Con l’ordinanza del 4 gennaio 2024, il Tribunale di Ravenna ha rimesso alla Corte di Giustizia dell’Unione Europea il giudizio della legislazione italiana in merito alla computabilità nel periodo di comporto delle assenze dal lavoro causate da patologie invalidanti.

Il quesito posto alla Corte di Giustizia Europea può essere così sintetizzato: se il periodo di comporto di 180 giorni previsto dal CCNL Confcommercio (che trova applicazione senza distinzioni tra soggetti disabili e non) possa considerarsi un ragionevole accomodamento idoneo da escludere la discriminazione indiretta dei lavoratori disabili.

L’ordinanza prende le mosse dalla Direttiva CE n.78/2000, relativa alla parità di trattamento in materia di occupazione e condizioni di lavoro dei lavoratori disabili, recepita in Italia con d.lgs. n.216/2013.

Sulla base di tale Direttiva si è formata, in ambito comunitario e, successivamente, in ambito nazionale, un filone giurisprudenziale che ha ritenuto che l’applicazione indifferenziata del medesimo periodo di comporto ai lavoratori disabili e ai lavoratori non disabili costituisca una discriminazione indiretta, in quanto provoca una disparità di trattamento a danno del disabile che, a causa della fragilità insita nell’handicap, è posto in una situazione di particolare svantaggio rispetto agli altri lavoratori, visto il rischio di maggiore possibilità di accumulo di giorni di assenza e di raggiungere, così, più facilmente i limiti del periodo di comporto.

Secondo tale indirizzo giurisprudenziale, il licenziamento del disabile, che, a causa di tale disabilità, superi il periodo di comporto, deve essere dichiarato nullo, in quanto discriminatorio.

Il giudice rimettente, dopo aver richiamato la giurisprudenza della CGUE da cui ha poi preso le mosse anche la giurisprudenza di merito e di legittimità nazionale, ha sollevato dubbi sulla necessità di stabilire una durata specifica del periodo di comporto per i disabili, ritenendo che la normativa italiana sulla malattia fornisca già una tutela significativa al disabile. Ha anche esposto perplessità riguardo alla fattibilità di strumenti come lo scomputo, ad opera del datore di lavoro, dei periodi di assenza dovuti a disabilità dal periodo di comporto.
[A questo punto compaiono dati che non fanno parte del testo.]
Issue #23920, opened 2024-07-04
[i2c,dv] Testbench issues and potential improvements


hcallahan-lowrisc:
### Description

This bucket issue is for tracking potential improvements to the I2C testbench at a block level. This may include more general sweeping comments that apply to the agent as well.

- [ ]  Remove `i2c_scoreboard.sv` checking restrictions where DUT-Target comparisons use limited-scope checking routines that ignore most of the fields in the sequence item. Ideally, we could use the UVM standard routine `A.compare(B)` here, which is used already for the DUT-Controller comparison code.

PR #23957, opened 2024-07-08
[i2c,dv] I2C agent sequences rework for transfer-level items

hcallahan-lowrisc:
> ~~The first two commits in this PR are squashes of other PRs, on which we are dependent. They should both be ignored for reviewing purposes, and will be rebased away when they land.~~
> Without these two commits : 313 insertions(+), 126 deletions(-)

Fixup the i2c_agent's target-mode sequences to use the new transfer-level TLM items from the i2c_monitor (functionality added in #23955). This removes the strange partial-item messages that were passed from monitor to seqr via the 'req_analysis_port', which was inflexible and used the existing i2c_item for yet another alternate purpose. With this change, the sequences can pickup the 'in-progress' transfer item from the monitor, and observe the state of the transaction as it progresses via the `i2c_item.state` field.

The base_seq has been amended to add this monitor-tracking behaviour, and now provides a number of callback routines that derived sequences can use to drive the bus at the correct time. 
The derived target-mode sequences have been cleaned up and reworked to use these new callbacks.

A significant fraction of the LoC changes are comments, to help me and the next person remember what is going on here.

### DIFF
--- a/hw/dv/sv/i2c_agent/seq_lib/i2c_base_seq.sv
+++ b/hw/dv/sv/i2c_agent/seq_lib/i2c_base_seq.sv
@@ -2,66 +2,207 @@
 // Licensed under the Apache License, Version 2.0, see LICENSE for details.
 // SPDX-License-Identifier: Apache-2.0
 
+// This base_vseq contains common subroutines for the agent to drive stimulus as either an
+// I2C-Controller (bus-initiator, or 'Host' in wider OpenTitan verbiage) or as an I2C-Target
+// (bus-receiver, or OpenTitan 'Device').
+//
+// - (cfg.if_mode == Device) As an I2C-Target, the default behaviour is to operate in a
+//   reactive-agent mode, awaiting the monitor to report observations via the
+//   TLM 'p_sequencer.in_progress_ports', and passing items to the driver based on this.
+// - (cfg.if_mode == Host) #FIXME - This configuration appears unused.
+//
 class i2c_base_seq extends dv_base_seq #(
     .REQ         (i2c_item),
     .CFG_T       (i2c_agent_cfg),
     .SEQUENCER_T (i2c_sequencer)
   );
+
+  ///////////////
+  // VARIABLES //
+  ///////////////
+
+  // Store a handle to the in-progress transfer item captured by the monitor.
+  i2c_item inp_xfer;
+
+  // This queue stores a sequence of items to be passed to the driver for stimulus creation.
+  // Typically, this variable is populated by the entity that creates the sequence before starting
+  // it. It is also possible to push_back() new items piecemeal while the sequence is running.
+  REQ req_q[$];
+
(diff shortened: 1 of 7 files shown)


hw/dv/sv/i2c_agent/seq_lib/i2c_base_seq.sv
```diff
@@ -2,66 +2,208 @@
...
+            fork
+              forever print_inp_xfer_state_changes();
+              send_device_mode_txn();
+            join_any
+            disable fork;
+          end : iso_fork join
+        end
+      end
+      Host: begin // Agent-Controller
+        // Pass a single randomized stimulus item to the driver (#FIXME Unused.)
```
marnovandermaas, line 74: This is the second fixme for the same issue. Maybe remove one or the other?

hw/dv/sv/i2c_agent/seq_lib/i2c_base_seq.sv
```diff
@@ -2,66 +2,208 @@
...
+      default: `uvm_fatal(`gfn, "Shouldn't get here!")
+    endcase
   endtask : body
 
+
+  // This task awaits a new item from the i2c_monitor to arrive in the corresponding TLM fifo.
+  //
+  virtual task get_in_progress_transfer_item(output i2c_item inp_xfer,
+                                             input i2c_analysis_fifo fifo);
+    fork begin: isolation_thread
```
marnovandermaas, line 86: What's the difference between an isolation thread and an isolation fork?

marnovandermaas (commented):
These changes look reasonable to me from code inspection. I'm not approving yet because there are merge conflicts and CI failures.

hcallahan-lowrisc:
Rebased

hw/dv/sv/i2c_agent/seq_lib/i2c_base_seq.sv
hcallahan-lowrisc: I changed the second FIXME to just `NOTE. Unused`. I've also added a note to track this fixme in #23920.

hw/dv/sv/i2c_agent/seq_lib/i2c_base_seq.sv
hcallahan-lowrisc: No difference, other than the name. I've changed the name to `iso_fork` instead, inline with other uses within the agent.

hcallahan-lowrisc:
Latest pushes address review feedback.

marnovandermaas (approved):
Approving this now based on my previous review. The conflicts have been resolved and the CI failures are only in the CW310 ROM test as far as I can see which should be unrelated to these changes.

hcallahan-lowrisc:
CI has some failures, mostly to do with bazel failing to fetch some dependencies, and some flaky CW310 ROM tests. I don't think any of that is related to this PR at all, and no I2C tests are failing. Hence merging now...

PR #23959, opened 2024-07-08
[i2c,dv] I2C chip-level vseq fixes for transfer-level TLM

hcallahan-lowrisc:
> ~~This commit builds upon #23911, #23955 and #23957 to align and fix the chip-level I2C tests with the new transfer-level monitor and agent abstractions. The first 3 commits are squashes of those PRs, so ignore for reviewing purposes, as they will be rebased away.~~
> Ignoring those changes, the true LoC change is : 6 files changed, 348 insertions(+), 236 deletions(-)

This PR aligns the chip-level I2C vseq's with the I2C DV architecture changes in #23911 to communicate at a transfer-level of abstraction. These vseq's, plus the power_virus_test, broke as a result of the original monitor changes, and were temporarily removed from the regression. This PR aligns all of this test code with the new TLM item format, fixing all 3 of the tests, and re-enables them in CI.

The changes to `chip_sw_i2c_tx_rx_vseq.sv` and `chip_sw_i2c_host_tx_rx_vseq.sv` are pretty minor, and are better categorized as cleanups. The changes required to fix the device_tx_rx_vseq were more substantial, and make up the majority of changes in this PR. As with previous PRs, a significant amount of the changes are new comments to explain the test implementations and structures.

More detailed notes can be seen in the commit messages.

Finally, the TLTs and the I2C component of the power_virus test are re-enabled in CI. They were originally disabled in #23911.


hw/top_earlgrey/dv/env/seq_lib/chip_sw_i2c_device_tx_rx_vseq.sv
```diff
@@ -63,24 +81,39 @@ class chip_sw_i2c_device_tx_rx_vseq extends chip_sw_i2c_tx_rx_vseq;
...
+
+    // Wait for TXFIFO to be pre-populated with any data for READ transfers.
+    `DV_WAIT(cfg.sw_logger_vif.printed_log == "Data written to fifo");
+
+    // Drive the i2c_agent to create the test stimulus.
+    drive_i2c_agent_stimulus(byte_count);
+  endtask
+
+
+  virtual function void configure_agent_timing_cfg();
```
marnovandermaas, line 111: I remember seeing this code in https://github.com/lowRISC/opentitan/issues/23957, any way we can reuse that?

marnovandermaas (commented):
From a code review this looks fine. Not approving this yet because of conflicts and CI failures.

hw/top_earlgrey/dv/env/seq_lib/chip_sw_i2c_device_tx_rx_vseq.sv
hcallahan-lowrisc: I don't think that code is duplicated in the other PR, but there are two routines in this PR with that name ; one each for the host and device chip-level vseqs. They are both subtly different, so we can't really get much de-duplication by factoring out the common bits just yet. 
Hopefully that can change in the future though. There is a comment in the base seq (`chip_sw_i2c_tx_rx_vseq`) pointing to #23920, asking if we can make the timing parameter calculations less static and more re-useable. Hopefully this sort of agent-configuration code can be refactored as part of a larger change like that. This could probably also link into #22476, when I get around to completing those changes.

hcallahan-lowrisc:
This is ready now, @marnovandermaas would you mind having another look? Thanks

hw/top_earlgrey/dv/env/seq_lib/chip_sw_i2c_device_tx_rx_vseq.sv
marnovandermaas: Ok, thanks

marnovandermaas (approved):
Approving now based on my previous code review and the since fixed conflicts and CI.

PR #25322, opened 2024-11-22
[sival] Assign `gpio_pinmux_test` to two points

jwnrt:
This test checks various muxing configurations, plus one attribute (invert), which fulfils most of the testpoints here. More attributes can be added later if necessary.


luismarques (approved):

jwnrt:
FPGA failure unrelated to these testplan updates, skipping

PR #25325, opened 2024-11-22
[ci] Backport the Azure -> GitHub migration to `earlgrey_es_sival`

jwnrt:


jwnrt:
I think this is going to be too difficult to get working. We'll probably recreate the whole `.github` workflow in one go and delete `azure-pipelines.yml` in one go.

PR #25329, opened 2024-11-22
[crypto] Adjust error handling in P-384.

jadephilipoom:
This brings P-384 more in line with P-256, so that on invalid inputs it returns a bad status code instead of throwing a fault and locking OTBN. It also pushes point-validity checks closer to their use point, which helps with the status code construction as well as making misuse less likely.

This groundwork will help me consolidate the P-384 binaries, like I did for P-256 in https://github.com/lowRISC/opentitan/pull/25326


moidx (approved):
LGTM.

PR #25358, opened 2024-11-22
[opentitantool] Convenience for external programs

jesultra:
Add two new commands to `opentitantool`: `spi flashrom-arg` and `uart os-device`, which can be used for heling external programs access HyperDebug (or some other backend devices) without going through `opentitanlib`, while still using the `usb-serial` and port aliases from our configuration files to identify the debugger and port.

```
$ opentitantool --conf ... --usb-serial 2042355F3236 spi --bus=BOOTSTRAP flashrom-args
{
  programmer: "raiden_debug_spi:serial=2042355F3236,target=2"
}
$ opentitantool --conf ... --usb-serial 2042355F3236 uart --uart=EC os-device
{
  path: "/dev/ttyUSB6"
}
```

### DIFF
--- a/sw/host/opentitanlib/src/app/spi.rs
+++ b/sw/host/opentitanlib/src/app/spi.rs
@@ -205,6 +205,13 @@ impl Target for LogicalSpiWrapper {
         self.physical_wrapper.underlying_target.set_voltage(voltage)
     }
 
+    fn get_flashrom_programmer(&self) -> Result<String> {
+        self.apply_settings_to_underlying()?;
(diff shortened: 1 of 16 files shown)


jesultra:
> This looks good to me. I am not sure `os-device` name, maybe `device-path` would be clearer? It's a really small detail, feel free to ignore it.

The choice was not clear to me either, but "device" is such an overloaded word, I wanted to convey the fact that we are not talking about backend/interface/driver in the sense of opentitanlib, but something meaningful to the "outside" OS.

Issue #13098, opened 2022-06-07
[OpenTitan-tool] Bootstrapping should trigger a POR to ensure state is uniform at the start of tests


drewmacrae:
After bootstrapping if opentitan-tool triggers a POR, tests will always start with just the POR bit set. This allows for simple tests that use the reset_info to determine that they're running the test software for the first time, and could resolve #13096

a-will:
The answer from the chip-level test meeting was "yes"

drewmacrae:
I'm fairly certain it's currently mapped to a physical switch that we don't have control over. Should we remap it? Who should we ask about allocating an FPGA pin to this?

a-will:
> I'm fairly certain it's currently mapped to a physical switch that we don't have control over. Should we remap it? Who should we ask about allocating an FPGA pin to this?

If it is only mapped to the button right now, I'll take care of adding the GPIO to SAM3X.

alphan:
I'm not sure if we really need this. Is there a reason why tests can't just check if the POR is set, instead of requiring that **only** the POR bit is set? Once they start, they clear the reset reasons anyway.

a-will:
> I'm not sure if we really need this. Is there a reason why tests can't just check if the POR is set, instead of requiring that **only** the POR bit is set? Once they start, they clear the reset reasons anyway.

Because the other reset reasons are reserved for the test to modify, and we do not require bootstrapping to occur as part of the test methodology across all platforms.

Issuing a POR is an extremely simple thing to do, and this expectation has already been baked in to tests. Let's just get it done.

a-will:
> I think there are three unused pins here: https://cs.opensource.google/opentitan/opentitan/+/master:hw/top_earlgrey/data/pins_cw310.xdc;drc=a35f7687666385502591fafed977ab83475d19b6;l=71

For the pin, we'll likely be using whatever is the highest unused USB_A* pin, possibly with inverted polarity (so the default is to not be in reset). The section you've got there is for a header, which will be useful for the hyperdebug version later.

a-will:
It turns out the POR is already hooked up on CW310 via USB_A14. This pin was pretending to be a JTAG TAP reset, but because it is also used as a power-on reset, we're actually lacking a TAP reset pin. _That_ cleanup will happen with the rest of the JTAG pins, several of which currently are multiplexed on top of the SPI pins.

alphan:
#13277 should resolve this as a side effect.

a-will:
[...]

PR #25362, opened 2024-11-22
[sival,tests] Fix old TODOs and other enhancements

matutem:
This has a few independent commits:
- Remove workaround for #13098
- Remove workaround for #20798 and the test that reproduces the (fixed) bug
- Remove workaround for issue #20747 which requires updating the test template
- Update comments in rstmgr testplan to match tests' si_stage
- Remove TODO in clkmgr_off_trans and enhance it and related test to check crash dump's fault PC
- Remove some redundant comments


sw/device/tests/BUILD
```diff
@@ -3219,55 +3219,6 @@ opentitan_test(
     ],
 )
 
-# This test reproduces a silicon failure, but passes in all other environments.
-# TODO(lowrisc/opentitan#20798)  Remove this test and extend
-# pwrmgr_random_sleep_all_wake_ups to cover all wakeups once this issue is
-# fixed.
-opentitan_test(
```
engdoreis, line 3224: Don't we want to keep the test to the test Silicon and also to make sure that the bug will never show up again?

engdoreis: I see, thanks for explaining.

engdoreis (approved):
LGTM

PR #25363, opened 2024-11-23
[fpga] Add flow and constraints to dump the flash info array cell sites

a-will:
Adjust MMI dump to use a regex for mem type. Some memories in the FPGA can consist of both RAMB36 and RAMB18 types, depending on the width of the array. Use a regex to allow more flexible memory type detection.

Add KEEP_HIERARCHY to the prim_ram_1p instances representing the flash info arrays. This helps keep intelligible hierarchical paths to the memories, so we can readily select the correct cells. Because Vivado was previously combining all info types of the same bank into the same BRAMs, this increases BRAM utilization a bit.

~Add calls to dump an MMI file for each array represented by a `(bank,type)` tuple, and add them to the bitstream cache entry.~ Collect all MMI data into a single file, and update the manifest and bazel rules to use it. Instead of having separate files, each map has a separate Processor element, and the InstData is assigned the key that identifies the memory (instead of using "dummy").


a-will:
CC @moidx 

Still a WIP, and I haven't tested splicing any particular image. We might be able to create a more targeted Tcl proc that could aggregate arrays (e.g. concatenate the two banks for each type into a linearized address space).

rules/scripts/bitstreams_manifest_v2.example.json
a-will, line 1: Perhaps I ought to use these example files as test vectors, instead of making something else up inside the self-test Python script. But I'd punt that change for now ;)

rules/scripts/bitstreams_manifest.example.json
```diff
@@ -8,14 +8,12 @@
...
-        "rom": {
-          "file": "rom.mmi",
-          "build_target": "//hw/bitstream/vivado:fpga_cw310"
-        }
+        "file": "memories.mmi",
+        "build_target": "//hw/bitstream/vivado:fpga_cw310",
+        "memories": [
+          "otp",
+          "rom"
+        ]
```
a-will, line 16: This information isn't currently used in the bazel rules (not part of bitstreams_workspace.py), but I figured I'd make this info readily available in case it's useful.

The same info could be obtained from the MMI file directly, so if reviewers prefer I remove it from the manifest, I certainly can.

hw/top_earlgrey/util/vivado_hook_write_bitstream_pre.tcl
```diff
@@ -177,15 +185,60 @@ switch ${fpga_family} {
...
 # that its data input overruns the address space. The workaround is to pretend
 # the address space is 16 times larger than we would normally compute.
 set otp_brams [split [get_cells -hierarchical -filter " PRIMITIVE_TYPE =~ ${bram_regex} && NAME =~ *u_otp_ctrl*"] " "]
-generate_mmi "otp.mmi" $otp_brams "RAMB18" 0 16 2
+dict set memInfo otp brams $otp_brams
+dict set memInfo otp mem_type_regex $mem_type_regex
+dict set memInfo otp fake_word_width 0
+dict set memInfo otp addr_end_multiplier 16
+
+# The flash banks have 76-bit wide words. 64 bits are data, and 12 bits are metadata.
```
moidx, line 204: Will `updatemem` support 76-bit wide words per line? It seems like it should, but I am curious to know if you have spotted any quirks when looking at the synthesis results.

rules/scripts/bitstreams_manifest.example.json
moidx: Thanks, I think it is useful to know. In the future it would be interesting for us to consider creating a Bazel target that splices all memories in a single Bazel invocation.

moidx (commented):
LGTM. Thanks @a-will, these changes are very useful! Some nice refactorings as well.

moidx (approved):

hw/top_earlgrey/util/vivado_hook_write_bitstream_pre.tcl
a-will: I think it should, but I don't currently have an image that lets me check. Perhaps next we should cobble together something to test! :)

matutem (approved):
Alex, this seems to improve the MMI flow in addition to adding support for flash image uploading. I would only request you to make sure the docs about this area are adequate to navigate it for folks that need to work with images. This may be tricky since you are very familiar with it all, but things may look different if you pretend you don't :)

LGTM

PR #23472, opened 2024-06-03
Port `sleep_pin_wake` to SiVal

luismarques:

PR #25365, opened 2024-11-24
Port sleep_pin_wake to SiVal

luismarques:
This is a manual cherry-pick of https://github.com/lowRISC/opentitan/pull/23472


matutem (approved):
It seems the flow of the test diverged between simdv and sival: in simdv the CPU seems to determines the sequence, and in sival it is the host. Ideally in simdv it would be the vseq that chooses and communicates it to the vseq via backdoor symbol overwrites to the same variables that sival uses after ujson has sorted things out. Perhaps add an issue for this?

Otherwise LGTM

PR #25369, opened 2024-11-24
[ci] limit cherry-pick workflow concurrency per PR

nbdd0121:


.github/workflows/cherrypick.yml
```diff
@@ -10,6 +10,12 @@ on:
 permissions:
   contents: read
 
+# 2 backport jobs may be running simultaneously if the merge and label event happen in quick
+# succession. Serialize them based on PR number to avoid this.
+concurrency:
+  group: ${{ github.workflow }}-${{ github.event.pull_request.number }}
+  cancel-in-progress: false
```
jwnrt, line 17: What happens when this is false, the old job continues and the new one never starts?

nbdd0121: The old job continues, the new one will start when the old one completes and the just do nothing.

jwnrt (approved):

PR #25370, opened 2024-11-25
[templates] Remove unused definitions

Razer6:
This PR removes unused variable definitions from the chip-level template.


andreaskurth (approved):
LGTM; generated files didn't change which should be enough proof that this code is indeed unused

PR #25377, opened 2024-11-25
[Sival pwm] Add a pwm smoketest

engdoreis:


rswarbrick (commented):
Some notes on the first two commits.

hw/top_earlgrey/data/ip/chip_pwm_testplan.hjson
```diff
@@ -0,0 +1,23 @@
...
+// SPDX-License-Identifier: Apache-2.0
+{
+  name: pwm
+  testpoints: [
+    {
+      name: chip_sw_pwm_smoketest
+      desc: '''Verify that the PWM outputs correct wave.
+
+              - Program the PWM to output waves of 1kHz, 5kHz and 10kHz.
+              - Program the duty cycle to 0%, 20%, 50%, 90%, and 100%.
```
alees24, line 12: I think these numbers need updating to match what the test actually achieves.

sw/device/tests/pwm_smoketest.c
```diff
@@ -0,0 +1,104 @@
...
+#include "sw/device/lib/testing/test_framework/check.h"
+#include "sw/device/lib/testing/test_framework/ottf_main.h"
+#include "sw/device/lib/testing/test_framework/ottf_utils.h"
+
+#include "hw/top_earlgrey/sw/autogen/top_earlgrey.h"
+
+OTTF_DEFINE_TEST_CONFIG();
+
+static volatile const uint8_t kClocksHz[] = {20, 50, 100, 200};
+static volatile const uint8_t kDutyCycles[] = {10, 30, 50, 70, 90};
```
alees24, line 22: If the duty cycles were chosen to by power-of-two values rather than decimal values (e.g. fixed-point fractions of 0x10000 as per the IP block specification) then the errors would be smaller.
I realize that the interface provided by the DIF mismatches that of the register-level API and hardware implementation, but the precision would be improved by sticking duty cycles that are integral numbers in base 2 (or 16).

sw/device/tests/pwm_smoketest.c
```diff
@@ -0,0 +1,104 @@
...
+
+static dif_pwm_config_t compute_clk_config(uint32_t pwm_clk) {
+  enum {
+    // Theres a trade off on the precision of the clock and the precision of the
+    // dutycycle, the higher the kDutyCycleResulution the more precise is the
+    // the dutycycle and less precise is the pwm frequency.
```
alees24, line 28: If you choose to stick with decimal percentages, then I think it's worth clarifying that the rounding issues result from using percentages, please.
Also, I think the sentence "By experimentation..." was meant to specify the relevant value of kDutyCycleResolution, presumably the value of 4 as per the code?

Spelling: _resolution_ in a few places, and duty cycle (two words), please.

sw/device/tests/pwm_smoketest.c
```diff
@@ -0,0 +1,104 @@
...
+  CHECK_DIF_OK(dif_pinmux_init(addr, &pinmux));
+  CHECK_DIF_OK(dif_pinmux_output_select(&pinmux, kTopEarlgreyPinmuxMioOutIoa8,
+                                        kTopEarlgreyPinmuxOutselPwmAonPwm0));
+
+  dif_gpio_t gpio;
+  addr = mmio_region_from_addr(TOP_EARLGREY_GPIO_BASE_ADDR);
+  CHECK_DIF_OK(dif_gpio_init(addr, &gpio));
+  CHECK_DIF_OK(dif_gpio_output_set_enabled_all(&gpio, 0x1));
+
+  LOG_INFO("Use IOA7 to let host know when sleep is active.");
```
alees24, line 56: I think this message maybe needs altering since this test doesn't enter sleep unlike the chip-level DV one. Also, if I'm understanding correctly, the host is using that GPIO signal to indicate to the device test code on the Ibex that it is sampling?

sw/device/tests/pwm_smoketest.c
```diff
@@ -0,0 +1,104 @@
...
+
+      CHECK_DIF_OK(dif_pwm_configure(&pwm, pwm_config));
+      CHECK_DIF_OK(
+          dif_pwm_configure_channel(&pwm, kDifPwmChannel0, channel_config));
+
+      // The goes low when the host is sampling.
+      bool not_sampling = true;
+      do {
+        CHECK_DIF_OK(dif_gpio_read(&gpio, 0, &not_sampling));
+        if (not_sampling) {  // Debauce
```
alees24, line 83: Debounce?

sw/device/tests/pwm_smoketest.c
```diff
@@ -0,0 +1,104 @@
...
+          .polarity = kDifPwmPolarityActiveHigh,
+          .blink_parameter_x = 0,
+          .blink_parameter_y = 0,
+      };
+
+      CHECK_DIF_OK(dif_pwm_configure(&pwm, pwm_config));
+      CHECK_DIF_OK(
+          dif_pwm_configure_channel(&pwm, kDifPwmChannel0, channel_config));
+
+      // The goes low when the host is sampling.
```
alees24, line 79: Here and below, I think this should have said something like 'GPIO line?'

alees24 (changes requested):
I think the device side code is largely correct, thank you, although it may be helped by choosing values that better match the hardware implementation. The comments in the source could use some proofreading and correction, please.
I'm probably not best-placed to review the Rust source.

sw/host/opentitanlib/src/test_utils/bitbanging/pwm.rs
```diff
@@ -0,0 +1,81 @@
...
+
+    impl<const PIN: u8> Decoder<PIN> {
+        /// Loop sampling the pin until a rising edge is detected.
+        fn find_first_active_level<I>(&self, samples: &mut I) -> Result<()>
+        where
+            I: Iterator<Item = Sample<PIN>>,
+        {
+            let _ = samples
+                .by_ref()
+                .find(|sample| sample.pin() == Bit::Low)
```
nbdd0121, line 41: Should this be `!self.active_level` instead of hard-coded low?

sw/host/opentitanlib/src/test_utils/bitbanging/pwm.rs
```diff
@@ -0,0 +1,81 @@
...
+
+        fn decode_period<I>(&self, samples: &mut I) -> Option<PwmPeriod>
+        where
+            I: Iterator<Item = Sample<PIN>>,
+        {
+            let num_active_samples =
+                samples.position(|sample| sample.pin() != self.active_level)? + 1;
+
+            let num_inactive_samples =
+                samples.position(|sample| sample.pin() == self.active_level)? + 1;
```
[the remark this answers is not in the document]
nbdd0121: The `find_first_active_level` is called first so the first `self.active_level` should be consumed already.

sw/host/opentitanlib/src/test_utils/bitbanging/pwm.rs
nbdd0121: Actually, can you just call `decode_period` once initially and discard the result?

sw/device/tests/pwm_smoketest.c
```diff
@@ -0,0 +1,99 @@
...
+
+OTTF_DEFINE_TEST_CONFIG();
+
+static volatile const uint8_t kClocksHz[] = {24, 48, 96};
+static volatile const uint8_t kDutyCycles[] = {11, 36, 50, 71, 91};
+
+static dif_pwm_config_t compute_clk_config(uint32_t pwm_clk) {
+  enum {
+    kDutyCycleResolution = 4,
+    kBeatsPerCycle = 2 << (kDutyCycleResolution + 1),  // 2 ^ (DC_RESN + 1)
```
alees24, line 27: The comment and code here are inconsistent; it should be `1 << (kDutyCycleResolution + 1)` or `2 << kDutyCycleResolution` for the same semantics as `dc_resn` in the HW IP documentation/register API. The behavior of the code is unaffected if you change '4' to '5' because the `...Resolution` value is not used elsewhere directly, but this would aid comprehension.

alees24 (approved):
Thanks for making the device-side changes. Good to see this working.

jwnrt (approved):
I think the Rust side LGTM, thanks

PR #25387, opened 2024-11-25
[provisioning] Log data from provisionging as json

cfrantz:
1. Collect personalization data and timing statistics during personalization and log it as json when provisioning is done.


cfrantz:
TODO:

Tra le ragioni ostative all’introduzione di una tutela differenziata, il Tribunale di Ravenna ha citato l’impossibilità per il datore di lavoro di distinguere le assenze causate da malattia comune da quelle dovute a patologie invalidanti, in virtù delle normative sulla privacy che non obbligano il disabile a divulgare il proprio stato di salute.

Per le ragioni sopra sinteticamente riassunte, il giudice rimettente ha dunque chiesto alla CGUE di pronunciarsi sulle seguenti questioni:

  • se la direttiva CE 2000/78 sia di ostacolo ad una normativa nazionale che non preveda una disciplina differente tra lavoratori qualificabili come disabili e lavoratori che non lo sono;
  • laddove la normativa nazionale dovesse essere considerata astrattamente integrante una discriminazione indiretta, se la normativa stessa sia comunque oggettivamente giustificata da una finalità legittima e i mezzi impiegati per il suo conseguimento siano appropriati e necessari;
  • se un accomodamento ragionevole idoneo e sufficiente ad evitare la discriminazione possa essere rappresentato da un’aspettativa non retribuita, a richiesta del lavoratore;
  • se possa ritenersi ragionevole un accomodamento consistente nel dovere del datore di lavoro di concedere alla scadenza del periodo di comporto un ulteriore periodo retribuito integralmente a suo carico, senza ottenere una controprestazione lavorativa;
  • se, al fine di valutare il comportamento discriminatorio del datore di lavoro, possa valutarsi (ai fini dello stabilire la legittimità o meno del licenziamento) la circostanza che anche la concessione di un ulteriore periodo di stabilità del rapporto retribuita a carico del datore di lavoro non avrebbe comunque consentito il rientro al lavoro del disabile, permanendo il suo stato di malattia.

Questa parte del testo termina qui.